We will reduce borrowing consistently also in the 2014 budget, (…). This is a substantial contribution of the German Federal Republic to fulfil to the obligations of the European Stability and Growth Pact and the fiscal agreement’

(Wolfgang Schäuble, Bundestag, Germany, 11 September 2012)

‘This stance on our fiscal policy is accompanied by the gradual reduction of net debt, and it makes use of the fiscal space made available by the flexibility clauses defined by the European Commission’

(Pier Carlo Padoan, Camera dei Deputati, Italy, 4 November 2015)

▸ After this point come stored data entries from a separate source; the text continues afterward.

Issue #1012, opened 2024-06-18
Prebid SDK iOS does not send OpenRTB 'hwv' object


takenorim:
**Describe the bug**
I found Prebid SDK iOS does not send H/W information which is corresponding to `hwv` in terms of OpenRTB. 

**To Reproduce**
Use Charles iOS app to capture traffic from actual iPhone devices.

**Expected behavior**
`/device.hwv` is sending to Prebid Server.

**Additional context**
It looks the Prebid SDK iOS tries to read hardware information by the following legacy logic. But, this does not work (at least my environment). Can someone confirm it with iPhone/iPad devices, please?

- https://github.com/prebid/prebid-mobile-ios/blob/4020716722b7a73b45abb91c869cd6b0af12f046/PrebidMobile/PrebidMobileRendering/Utilities/PBMDeviceAccessManager.m#L83-L92

The following is Apple's developer guide, I'm not sure whether `hw.machine` still works as expected at recent iOS versions and iPhone/iPad devices.
- https://developer.apple.com/documentation/kernel/1387446-sysctlbyname
- https://developer.apple.com/documentation/kernel/1387446-sysctlbyname/determining_system_capabilities

OlenaPostindustria:
Hi, @takenorim. 

It turned out that the `hwv` field was not added to the request. I made a [PR](https://github.com/prebid/prebid-mobile-ios/pull/1013) to fix this issue. The detection should work fine.

YuriyVelichkoPI:
@jsligh, @OlenaPostindustria can we close this issue?

OlenaPostindustria:
The respective [PR](https://github.com/prebid/prebid-mobile-ios/pull/1013) was merged, so I assume we can close this issue.

Issue #962, opened 2024-04-03
Some Prebid SDK unit tests fail specifically on iOS 17+ 


OlenaPostindustria:
I'm running `PrebidMobileTests` on iOS 17+ and some tests fail(see attached screenshot). But if I run them on iOS version < 17, the tests successfully pass.

Additional info about my environment: 
- macOS 14.2.1
- Xcode 15.3

![image](https://github.com/prebid/prebid-mobile-ios/assets/92721590/33b69550-e267-45ce-8c73-3a1ca9e36ce9)

PR #1013, opened 2024-06-18
Add `hwv` to bid request

OlenaPostindustria:
#1012


OlenaPostindustria:
@jsligh Looks like the new GMA SDK version requires a higher version of Xcode so I had to update Circle CI config. But as I updated the version of Xcode, I ran into another problem that I described in this issue - https://github.com/prebid/prebid-mobile-ios/issues/962. In short, some tests fail specifically on iOS 17+. I'll try to take a look at this this week.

These excerpts taken from parliamentary speeches of recent German and Italian finance ministers are examples of how the fiscal rules of the European Monetary Union (EMU) have become an important decision-making criterion in the drafting of governments’ yearly budgets. The growing importance of supranational rules for national fiscal and spending policies has raised questions about the potential consequences for the functioning of national democracies. In particular, the theory has been advanced that under the new European economic governance rules, governing parties can no longer be responsive to the demands of their voters, and that instead they must be increasingly responsible towards European institutions. In other words, governments can no longer pursue socio-economic policies on the basis of their political preferences, as they are strictly bounded by the commitments undertaken at the European level.

In my research I explore the extent to which governments shape their spending and taxation policies on the basis of financial sustainability criteria or on the basis of responsiveness towards domestic demands. I investigate whether this balance changes in different contexts and try to understand the drivers behind this variation. In my findings so far, I have found that the EU fiscal rules per se have not altered the balance between what I call financial responsibility and democratic responsiveness. At the same time, there are striking patterns across different European countries, suggesting that there is a common cause shaping the possibilities that governments have to be responsive towards their constituencies.

My research has appeared in various journals, including Journal of European Public Policy, Journal of Common Market Studies, Party Politics and West European Politics.

I also have a forthcoming monograph under contract with Oxford University Press, entitled:

Between voters and Eurocrats: How do governments justify their budgets?